Goal of the exercise. Only the lines containing "about" should appear in the answer, copied from the listing below.

Supplied information.

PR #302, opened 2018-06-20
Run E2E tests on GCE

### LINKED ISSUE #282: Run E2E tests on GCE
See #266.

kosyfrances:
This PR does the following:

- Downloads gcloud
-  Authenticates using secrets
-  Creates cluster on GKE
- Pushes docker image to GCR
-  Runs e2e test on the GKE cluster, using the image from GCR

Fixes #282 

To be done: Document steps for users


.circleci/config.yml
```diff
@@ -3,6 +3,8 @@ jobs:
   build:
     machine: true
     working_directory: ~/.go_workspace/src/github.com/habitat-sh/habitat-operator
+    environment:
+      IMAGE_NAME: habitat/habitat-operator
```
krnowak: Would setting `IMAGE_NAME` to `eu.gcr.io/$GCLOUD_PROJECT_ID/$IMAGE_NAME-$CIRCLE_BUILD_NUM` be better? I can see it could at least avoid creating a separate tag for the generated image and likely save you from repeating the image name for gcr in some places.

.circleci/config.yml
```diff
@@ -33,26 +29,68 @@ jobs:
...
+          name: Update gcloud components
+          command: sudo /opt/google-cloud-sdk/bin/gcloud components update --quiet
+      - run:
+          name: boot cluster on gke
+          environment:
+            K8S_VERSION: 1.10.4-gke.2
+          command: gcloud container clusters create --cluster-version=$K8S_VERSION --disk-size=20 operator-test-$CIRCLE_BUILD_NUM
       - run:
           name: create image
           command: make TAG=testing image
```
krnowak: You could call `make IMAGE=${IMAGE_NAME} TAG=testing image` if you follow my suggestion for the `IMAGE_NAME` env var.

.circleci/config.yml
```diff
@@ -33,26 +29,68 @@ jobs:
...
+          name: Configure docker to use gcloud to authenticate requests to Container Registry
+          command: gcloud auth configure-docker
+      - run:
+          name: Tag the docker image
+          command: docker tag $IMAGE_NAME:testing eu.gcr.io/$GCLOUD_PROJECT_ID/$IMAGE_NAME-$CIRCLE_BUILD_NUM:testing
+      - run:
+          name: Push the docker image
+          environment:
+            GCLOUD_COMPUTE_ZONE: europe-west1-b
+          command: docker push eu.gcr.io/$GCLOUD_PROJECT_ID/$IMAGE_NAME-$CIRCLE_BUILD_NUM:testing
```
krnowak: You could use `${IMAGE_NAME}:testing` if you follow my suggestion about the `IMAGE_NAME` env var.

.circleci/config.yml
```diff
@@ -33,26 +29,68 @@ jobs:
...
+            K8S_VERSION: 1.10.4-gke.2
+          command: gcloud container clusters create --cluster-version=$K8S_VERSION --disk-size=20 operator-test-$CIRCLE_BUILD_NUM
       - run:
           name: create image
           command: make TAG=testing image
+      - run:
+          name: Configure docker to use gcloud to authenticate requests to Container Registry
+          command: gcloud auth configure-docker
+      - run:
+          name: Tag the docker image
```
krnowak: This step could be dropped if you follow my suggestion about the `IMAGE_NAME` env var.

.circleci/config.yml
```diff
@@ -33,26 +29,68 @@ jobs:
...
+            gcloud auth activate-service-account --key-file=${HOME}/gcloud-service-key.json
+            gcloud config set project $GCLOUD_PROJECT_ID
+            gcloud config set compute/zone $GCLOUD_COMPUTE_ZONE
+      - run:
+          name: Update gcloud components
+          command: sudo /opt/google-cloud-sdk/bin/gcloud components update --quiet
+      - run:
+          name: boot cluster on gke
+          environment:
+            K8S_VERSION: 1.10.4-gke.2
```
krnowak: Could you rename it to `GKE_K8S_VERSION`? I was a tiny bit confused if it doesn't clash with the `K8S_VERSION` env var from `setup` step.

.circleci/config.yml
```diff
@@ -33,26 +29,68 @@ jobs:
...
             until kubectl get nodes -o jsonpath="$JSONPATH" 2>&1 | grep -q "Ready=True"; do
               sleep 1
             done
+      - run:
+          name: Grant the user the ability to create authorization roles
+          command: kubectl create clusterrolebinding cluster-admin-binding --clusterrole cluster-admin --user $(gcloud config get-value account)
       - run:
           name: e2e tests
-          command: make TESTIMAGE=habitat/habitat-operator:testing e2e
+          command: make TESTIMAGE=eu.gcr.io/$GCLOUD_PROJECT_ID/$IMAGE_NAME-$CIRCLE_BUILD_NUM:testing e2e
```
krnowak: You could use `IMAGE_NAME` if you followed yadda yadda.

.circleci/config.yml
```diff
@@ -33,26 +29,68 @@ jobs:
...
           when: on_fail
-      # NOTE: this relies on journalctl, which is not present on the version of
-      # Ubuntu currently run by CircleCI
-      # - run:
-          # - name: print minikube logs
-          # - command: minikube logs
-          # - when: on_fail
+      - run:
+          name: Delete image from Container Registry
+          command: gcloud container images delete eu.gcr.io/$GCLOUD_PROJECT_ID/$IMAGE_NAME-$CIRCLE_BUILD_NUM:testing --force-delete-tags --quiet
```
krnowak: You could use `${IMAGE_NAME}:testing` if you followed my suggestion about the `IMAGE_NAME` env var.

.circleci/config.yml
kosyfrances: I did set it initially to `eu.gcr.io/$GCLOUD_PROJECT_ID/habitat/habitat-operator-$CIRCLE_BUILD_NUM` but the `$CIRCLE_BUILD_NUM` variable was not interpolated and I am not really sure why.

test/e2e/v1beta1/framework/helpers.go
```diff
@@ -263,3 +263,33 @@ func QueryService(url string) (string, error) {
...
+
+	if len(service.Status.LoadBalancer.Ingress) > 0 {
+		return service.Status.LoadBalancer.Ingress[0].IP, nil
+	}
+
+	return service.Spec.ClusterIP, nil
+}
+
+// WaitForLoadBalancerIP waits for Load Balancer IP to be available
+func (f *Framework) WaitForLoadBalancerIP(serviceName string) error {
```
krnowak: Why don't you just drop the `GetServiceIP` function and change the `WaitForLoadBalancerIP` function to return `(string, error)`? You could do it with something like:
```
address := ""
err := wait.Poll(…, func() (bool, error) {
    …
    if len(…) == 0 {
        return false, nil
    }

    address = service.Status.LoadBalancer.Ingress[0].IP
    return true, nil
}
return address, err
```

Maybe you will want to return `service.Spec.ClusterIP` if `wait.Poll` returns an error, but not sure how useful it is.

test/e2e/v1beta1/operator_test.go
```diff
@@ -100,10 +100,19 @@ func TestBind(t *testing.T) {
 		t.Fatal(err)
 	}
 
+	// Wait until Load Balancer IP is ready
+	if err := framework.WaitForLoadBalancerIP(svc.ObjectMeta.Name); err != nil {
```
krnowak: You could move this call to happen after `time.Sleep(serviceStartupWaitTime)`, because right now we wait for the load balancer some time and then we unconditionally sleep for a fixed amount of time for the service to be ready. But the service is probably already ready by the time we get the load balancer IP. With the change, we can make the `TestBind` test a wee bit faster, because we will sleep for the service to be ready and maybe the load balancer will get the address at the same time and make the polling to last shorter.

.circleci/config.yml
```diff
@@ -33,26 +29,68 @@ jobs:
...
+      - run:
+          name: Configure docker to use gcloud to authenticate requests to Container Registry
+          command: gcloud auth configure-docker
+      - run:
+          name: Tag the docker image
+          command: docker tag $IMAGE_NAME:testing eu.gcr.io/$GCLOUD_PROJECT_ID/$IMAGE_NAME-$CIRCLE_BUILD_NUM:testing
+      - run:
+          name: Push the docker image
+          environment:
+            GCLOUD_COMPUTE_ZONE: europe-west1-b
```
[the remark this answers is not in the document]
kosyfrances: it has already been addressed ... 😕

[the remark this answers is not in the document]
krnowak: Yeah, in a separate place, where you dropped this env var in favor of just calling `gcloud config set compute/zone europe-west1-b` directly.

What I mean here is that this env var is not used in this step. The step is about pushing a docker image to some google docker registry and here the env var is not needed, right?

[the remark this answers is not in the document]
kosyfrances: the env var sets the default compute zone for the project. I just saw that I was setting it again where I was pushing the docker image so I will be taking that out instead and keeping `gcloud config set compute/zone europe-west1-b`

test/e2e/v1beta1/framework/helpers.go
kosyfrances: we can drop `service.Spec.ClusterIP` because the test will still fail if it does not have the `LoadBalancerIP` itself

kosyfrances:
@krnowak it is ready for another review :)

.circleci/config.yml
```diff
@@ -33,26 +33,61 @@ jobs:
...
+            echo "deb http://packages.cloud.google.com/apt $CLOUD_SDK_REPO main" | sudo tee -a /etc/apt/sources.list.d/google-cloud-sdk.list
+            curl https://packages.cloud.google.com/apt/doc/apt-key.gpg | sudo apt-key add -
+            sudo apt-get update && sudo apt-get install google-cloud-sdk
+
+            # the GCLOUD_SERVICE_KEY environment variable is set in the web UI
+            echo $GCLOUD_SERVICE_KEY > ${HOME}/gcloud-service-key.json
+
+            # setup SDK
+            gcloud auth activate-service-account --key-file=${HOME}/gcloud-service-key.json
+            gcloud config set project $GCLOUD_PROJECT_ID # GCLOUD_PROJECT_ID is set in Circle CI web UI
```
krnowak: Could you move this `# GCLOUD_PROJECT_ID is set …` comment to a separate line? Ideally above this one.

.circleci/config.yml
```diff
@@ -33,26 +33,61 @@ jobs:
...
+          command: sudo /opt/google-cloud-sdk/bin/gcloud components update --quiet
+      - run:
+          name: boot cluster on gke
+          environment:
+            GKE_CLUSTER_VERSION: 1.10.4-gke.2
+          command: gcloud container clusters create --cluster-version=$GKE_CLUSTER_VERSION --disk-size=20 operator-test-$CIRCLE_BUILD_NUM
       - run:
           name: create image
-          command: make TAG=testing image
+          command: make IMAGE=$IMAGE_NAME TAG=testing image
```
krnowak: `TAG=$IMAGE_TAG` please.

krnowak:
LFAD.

---

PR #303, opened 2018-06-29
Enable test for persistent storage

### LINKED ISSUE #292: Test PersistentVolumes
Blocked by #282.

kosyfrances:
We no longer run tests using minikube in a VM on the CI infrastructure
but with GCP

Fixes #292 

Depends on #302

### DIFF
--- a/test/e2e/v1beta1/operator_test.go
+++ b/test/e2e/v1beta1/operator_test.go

Exercise output.
krnowak: You could use `${IMAGE_NAME}:testing` if you follow my suggestion about the `IMAGE_NAME` env var.
krnowak: This step could be dropped if you follow my suggestion about the `IMAGE_NAME` env var.
krnowak: You could use `${IMAGE_NAME}:testing` if you followed my suggestion about the `IMAGE_NAME` env var.
What I mean here is that this env var is not used in this step. The step is about pushing a docker image to some google docker registry and here the env var is not needed, right?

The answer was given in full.